Sunday, May 16, 2010

menu planning 5/16-5/22

sunday - lobster bisque (costco)
ricotta-stuffed tomato
steamed asparagus with butter and sea salt

monday - hot dogs or burritos (baseball)

tuesday - manicotti alfredo
cooked sweet carrots

wednesday - breaded walleye
baked sweet potato fries
brussel sprouts
seedless red grapes

thursday - thai chicken lettuce wraps with peanut butter drizzle
bacon, black beans and edamame in a cilantro lime rice

friday - eat out at 'c level'

saturday - eat out at the casino (all-you-can-eat-crab)

sunday - shrimp enchilda verdes
sauteed summer squash and zucchini
pineapple and bell pepper salad
melon, banana and walnut salad
ice cream cake (birthday party)


  1. Hey, I found your blog through MFP and had to come visit after reading the name! :) Yum... cheese... anyway... wanted to stop in and let you know I do meal planning on my blog as well and you are welcome to stop by if you want some ideas. Your menu for Thursday looks amazing -- do you have a recipe?

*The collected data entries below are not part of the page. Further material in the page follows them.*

PR #2540, opened 2018-01-15
Fatal error if user attempts in-source build

mpreisler:
Previously we would show an error but continue configuring. That makes it harder to figure out what the error was.

Thanks goes to @matejak for this suggestion.


redhatrises:
Ack.

PR #2541, opened 2018-01-15
Add test scenarios of rule_umask_for_daemons.

dahaic:
#### Description:

- Test scenarios to cover rule_umask_for_daemons. Profile is deliberately NOTFOUND, because there is no profile in RHEL7 with this rule enabled.

#### Rationale:

- Extending test coverage.

- Covers RHBZ#1520493


jan-cerny:
This is great! I really like that you covered a bug in the upstream test suite.

PR #2544, opened 2018-01-16
Reference real files instead of procfs and sysfs files

### LINKED ISSUE #810: [RHEL/6] CCE-26910-0, DISA FSO RHEL-06-000282, might need to explain that we are talking about real files and not proc or sysfs files
CCE-26910-0, DISA FSO RHEL-06-000282, might need to explain that we are talking about real files and not proc or sysfs files.

redhatrises:
#### Description:

- Reference real files instead of procfs and sysfs files when checking for world-writeable permissions

#### Rationale:

- procfs and sysfs files aren't real files, and configuring permissions on files that are handled by the kernel don't make sense.

- Fixes #810


mpreisler:
ACK

PR #3296, opened 2018-09-11
Run crypto command in Ansible script

redhatrises:
Missed this in #3240

### DIFF
--- a/linux_os/guide/system/software/integrity/crypto/configure_crypto_policy/ansible/fedora.yml
+++ b/linux_os/guide/system/software/integrity/crypto/configure_crypto_policy/ansible/fedora.yml
@@ -13,3 +13,6 @@
     create: yes
   tags:
     @ANSIBLE_TAGS@
+
+- name: Verify that Crypto Policy is Set (runtime)
+  shell: /usr/bin/update-crypto-policies set {{ var_system_crypto_policy }}


linux_os/guide/system/software/integrity/crypto/configure_crypto_policy/ansible/fedora.yml
```diff
@@ -13,3 +13,15 @@
     create: yes
   tags:
     @ANSIBLE_TAGS@
+
+- name: Verify that Crypto Policy is Set for the Current State
```
dahaic: I believe you do not want to actually create the file? Do you want, instead to run `update-crypto-policies` based on the result?

```
- name: Verify that Crypto Policy is Set for the Current State
  lineinfile:
    path: /etc/crypto-policies/state/current
    regexp: '^(?!#)(\S+)$'
    line: "{{ var_system_crypto_policy }}"
    create: yes
  check_mode: yes
  register: crypto_state_current
  tags:
    @ANSIBLE_TAGS@

- name: Verify that Crypto Policy is Set (runtime)
  shell: /usr/bin/update-crypto-policies set {{ var_system_crypto_policy }}
  when: crypto_state_current is changed
```

redhatrises: @dahaic I was actually thinking both since we do this same logic in other places in our content.

dahaic: Isn't `state/current` just information, meant to be changed internally? That's something we should leave for the script to change - the same way as we let systemd to set symlinks as it sees fit, instead of handling it ourselves (when service is being enabled/disabled)

redhatrises: I am fine with that logic. Removed `state/current` ansible fix script.

dahaic:
ACK, thanks @redhatrises !

PR #3298, opened 2018-09-11
Enable Ansible audit_rules_file_deletion_events template

redhatrises:


mpreisler:
That is really weird. On the off chance that this was done intentionally, do the templates generate good ansible code? Do the fixes work well?

redhatrises:
> That is really weird. On the off chance that this was done intentionally, do the templates generate good ansible code? Do the fixes work well?

Okay... so if I am following the history right, it looks like the `audit_rules_file_deletion_events` python script was added with the commented out ansible lines and no Ansible template. Then, @shawndwells added the template and looks like he enabled it, but had a very screwed up PR that needed a huge rebase which ended up commenting it out again.... assuming I am following the history correctly.

redhatrises:
@mpreisler code is every similar to `template_ANSIBLE_audit_rules_dac_modification`. I just removed what appears to be a duplicate rule insert for x86.

PR #3303, opened 2018-09-11
Add missing OSPP FIPS remediations

redhatrises:

### DIFF
--- a/linux_os/guide/system/software/integrity/fips/package_dracut-fips_installed/ansible/rhel7.yml
+++ b/linux_os/guide/system/software/integrity/fips/package_dracut-fips_installed/ansible/rhel7.yml
@@ -1,0 +1,13 @@
+# platform = Red Hat Enterprise Linux 7
+# reboot = false
+# strategy = enable
+# complexity = low
+# disruption = low
+- name: Ensure dracut-fips is installed
+  package:
+    name: dracut-fips
+    state: present
+    when: ansible_distribution == 'Red Hat Enterprise Linux'
+  tags:
+    @ANSIBLE_TAGS@
+
--- a/linux_os/guide/system/software/integrity/fips/package_dracut-fips_installed/bash/rhel7.sh
+++ b/linux_os/guide/system/software/integrity/fips/package_dracut-fips_installed/bash/rhel7.sh
@@ -1,0 +1,8 @@
+# platform = Red Hat Enterprise Linux 7
+
+# include remediation functions library
+. /usr/share/scap-security-guide/remediation_functions
+
+if [ $(cat /etc/system-release-cpe | cut -d":" -f3) == "redhat" ] ; then
+	package_install dracut-fips
+fi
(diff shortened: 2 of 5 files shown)


linux_os/guide/system/software/integrity/fips/package_dracut-fips_installed/ansible/rhel7.yml
```diff
@@ -0,0 +1,12 @@
+# platform = Red Hat Enterprise Linux 7
+# reboot = false
+# strategy = enable
+# complexity = low
+# disruption = low
+- name: Ensure dracut-fips is installed
```
jan-cerny: I think we should use templates instead.

dahaic:
@redhatrises by that you mean you want this to be available only on platforms that are certifiable? I still do not get it. I agree we need specific OVAL, as it has `installed_OS_is_certified`. Remediation though is exactly the same as any other rule.

By not templating those, you just increase the probability of failure.

mpreisler:
I agree with @dahaic and @jan-cerny , we should use custom OVAL  because of installed_OS_is_certified but the fixes can be templated. That way we lower the probability of bugs and get better coverage across fix languages.

redhatrises:
> @redhatrises by that you mean you want this to be available only on platforms that are certifiable? I still do not get it. I agree we need specific OVAL, as it has `installed_OS_is_certified`. Remediation though is exactly the same as any other rule.
> 
> By not templating those, you just increase the probability of failure.

Actually they are no longer the same. As the OVAL checks for a certified OS, so now do the remediations. FIPS content, due to certification, needs to be not be blindly implemented like it has been through templates.

jan-cerny:
Does it try to solve the problem that CentOS and similar derivatives are not FIPS certified? Why should a remediation check for CPE?

linux_os/guide/system/software/integrity/fips/package_dracut-fips_installed/ansible/rhel7.yml
```diff
@@ -0,0 +1,13 @@
+# platform = Red Hat Enterprise Linux 7
```
mpreisler: use multi_platform_rhel instead please

linux_os/guide/system/software/integrity/fips/package_dracut-fips_installed/bash/rhel7.sh
```diff
@@ -0,0 +1,8 @@
+# platform = Red Hat Enterprise Linux 7
```
mpreisler: multi_platform_rhel

mpreisler:
Ah, OK. Could you please unify the fix flags (severity, disruption, etc...) and use multi_platform_rhel for all of them? Then I think this can be merged.

redhatrises:
> Ah, OK. Could you please unify the fix flags (severity, disruption, etc...) and use multi_platform_rhel for all of them? Then I think this can be merged.

done

shawndwells:
Requested changes were made. Merging.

  2. thanks for stopping by melody! i checked out your blog as well and the meal planning monday thing. that is very cool! for those interested in what i'm talking about here is the link - your blog has some great christian reflections in it and i will definately be stopping back.

  3. 1-2 chicken breast
    1/4 cup reduced sodium soy sauce
    montreal steak seasoning
    1 tablespoon olive oil
    2 cloves garlic, minced
    1/2 red bell pepper, cubed
    1/2 yellow bell pepper, cubed
    1 cup shredded cabbage
    1 cup shredded carrots (can buy bag of cabbage and carrot mix if prefer)
    green onions
    1-2 tablespoons minced ginger root
    1/2 english (seedless) cucumber, chopped
    1/4 cup teriyaki sauce
    head of romaine lettuce
    2 tablespoons creamy peanut butter

    thinly slice the chicken into strips or cubes and marinate in soy sauce for 30 minutes (i marinate overnight in the frig). before cooking, sprinkle with montreal steak (or some other) seasoning.

    add olive oil to skillet, then chicken. cook chicken 2 minutes or so, moving around pan. add garlic, peppers, cabbage, shredded carrots, green onions and ginger. stir-fry another 2 minutes or so. add teriyaki sauce to glaze the mixture and remove from heat. transfer cooked chicken and vegetables to a bowl. allow to cool.

    heat creamy peanut butter in microwave until syrupy. place spoonfuls of chicken into a piece of romaine lettuce with diced cucumber and wrap lettuce like a burrito. drizzle peanut butter over top or use to dip.